UpgradePersistentSegmentTree(version[1], version[2], 0, num_nodes, 1, 10);
//solve range sum queries
cout << "RangeSumPersistentSegementTree(0,5) on Version 1 = ";
cout << RangeSumPersistentSegementTree(version[1], 0, num_nodes, 0, 4) << "\n";
cout << "RangeSumPersistentSegementTree(3,5) on Version 2 = ";
cout << RangeSumPersistentSegementTree(version[2], 0, num_nodes, 3, 4) << "\n";
cout << "RangeSumPersistentSegementTree(0,4) on Version 0 = ";
cout << RangeSumPersistentSegementTree(version[0], 0, num_nodes, 0, 4) << "\n";
}
Time Complexity
Build Query
A Segment tree can contain a maximum of $4*n+1$ nodes (1 based indexing)
. As we visit every node once in the dfs traversal while building the Segment Tree. Hence the time complexity of the build function is $O(n)$. Note that here we consider that the making of new nodes is done in $O(1)$ time complexity.
Upgrade Query
In an upgrade query, we move to the leaf node that needs to be updated. While backtracking we update the value in the non-leaf nodes of the newer version
of the segment tree with the sum of the value present in its left and right child. As the height
of a Segment Tree can’t be more than $ceil(log n)$ (where n
is the number of elements in the parent array). Thus we only move to a depth of $O(log n)$ to reach the leaf node in our dfs traversal. Hence the time complexity for the upgrade query is $O(log n)$. Here also we consider that the making of new nodes is done in $O(1)$ time complexity.
Range Sum Query
The time complexity for a range sum query in a Persistent Segment Tree is the same as that in a Simple Segment Tree. As the addition of two numbers is done in $O(1)$ time complexity thus a Range Sum Query in a Persistent Segment Tree takes a time complexity of $O(log n)$.
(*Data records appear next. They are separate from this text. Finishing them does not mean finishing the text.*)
PR #1151, opened 2026-03-22
fix(ai-chat): simplify turn coordination API

whoiskatrin:
## Summary

Simplifies the turn coordination API surface from 6 protected helpers to 3, and rewrites `waitForPendingInteractionResolution()` with event-driven semantics (no more polling).

Builds on the turn serialization machinery from #1142. That PR added 6 protected helpers; this PR consolidates them before any release ships.

---

### 1. API surface: 6 protected helpers → 3

**Kept (protected):**

| Helper | Purpose |
|--------|---------|
| `waitUntilStable()` | Waits until fully stable — no active stream, no pending interactions, no queued continuations |
| `resetTurnState()` | Aborts the active turn and invalidates queued continuations; use in clear interceptors |
| `hasPendingInteraction()` | Synchronous check for pending tool input or approval |

**Demoted to private:**

| Helper | Why |
|--------|-----|
| `isChatTurnActive()` | Sync check with no standalone subclass use case — callers always then wait or abort |
| `waitForIdle()` | Strict subset of `waitUntilStable()`, which drains the queue as its first step |
| `abortActiveTurn()` | `resetTurnState()` is correct in every real scenario (clear, workflow switch) |

### 2. `waitForPendingInteractionResolution()` → `waitUntilStable()`

Renamed to match the actual semantics ("waits until the conversation is fully stable").

**Before:** Polled `hasPendingInteraction()` on an interval. Could resolve at the exact moment the SDK queued an auto-continuation, requiring the fragile `waitForIdle() → waitForPendingInteraction() → waitForIdle()` dance.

Applications of a Persistent Segment Tree.
- We use a Persistent Segment Tree when we want to
store
the previous results as well as handle point updates and answer range queries on the segment tree after theKth
update efficiently. - A Persistent Segment Tree can also be used to find the
Kth minimum or maximum over a given range
efficiently.
Conclusion
- Persistent Data Structures are mainly used in Version Controls like
Git
and others. It enables multiple users to work in a particular version and to make updates without affecting the old version. - A Persistent Segment Tree
enables us to make new versions from the older versions
efficiently. The new version of the Persistent Segment Tree shares nodes from the previous version. New nodes are created for only those nodes that were changed by the update operation in the previous version of the Segment Tree.